Stored items:
____

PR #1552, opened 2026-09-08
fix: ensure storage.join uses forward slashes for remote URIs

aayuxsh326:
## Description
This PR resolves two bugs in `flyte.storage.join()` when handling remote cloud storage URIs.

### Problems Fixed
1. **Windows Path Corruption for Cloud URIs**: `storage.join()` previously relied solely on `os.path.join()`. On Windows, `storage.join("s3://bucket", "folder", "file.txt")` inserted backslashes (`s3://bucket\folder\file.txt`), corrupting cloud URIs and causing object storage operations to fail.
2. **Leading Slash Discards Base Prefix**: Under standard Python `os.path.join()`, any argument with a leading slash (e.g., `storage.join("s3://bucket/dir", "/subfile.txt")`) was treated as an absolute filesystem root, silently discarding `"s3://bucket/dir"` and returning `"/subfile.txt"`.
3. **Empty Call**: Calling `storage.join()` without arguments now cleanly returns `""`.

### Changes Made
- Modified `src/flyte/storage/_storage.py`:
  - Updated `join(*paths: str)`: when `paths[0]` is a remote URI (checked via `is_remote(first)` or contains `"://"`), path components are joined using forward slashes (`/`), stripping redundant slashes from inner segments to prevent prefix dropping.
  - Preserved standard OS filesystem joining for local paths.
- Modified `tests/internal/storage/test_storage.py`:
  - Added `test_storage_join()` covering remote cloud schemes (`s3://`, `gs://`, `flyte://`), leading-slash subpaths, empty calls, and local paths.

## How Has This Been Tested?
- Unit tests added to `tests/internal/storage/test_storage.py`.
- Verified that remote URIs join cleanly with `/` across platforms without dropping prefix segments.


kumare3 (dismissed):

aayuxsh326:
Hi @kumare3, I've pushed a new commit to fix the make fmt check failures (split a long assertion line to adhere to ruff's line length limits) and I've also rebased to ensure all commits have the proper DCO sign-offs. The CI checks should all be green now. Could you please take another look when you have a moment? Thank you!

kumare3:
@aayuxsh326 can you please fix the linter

____

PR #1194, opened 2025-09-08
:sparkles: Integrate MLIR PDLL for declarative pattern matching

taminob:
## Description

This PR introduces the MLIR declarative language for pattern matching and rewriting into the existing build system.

____

| What is being asked |
Show all lines from the entries that hold "filesystem".

| Solution to this task |
2. **Leading Slash Discards Base Prefix**: Under standard Python `os.path.join()`, any argument with a leading slash (e.g., `storage.join("s3://bucket/dir", "/subfile.txt")`) was treated as an absolute filesystem root, silently discarding `"s3://bucket/dir"` and returning `"/subfile.txt"`.
  - Preserved standard OS filesystem joining for local paths.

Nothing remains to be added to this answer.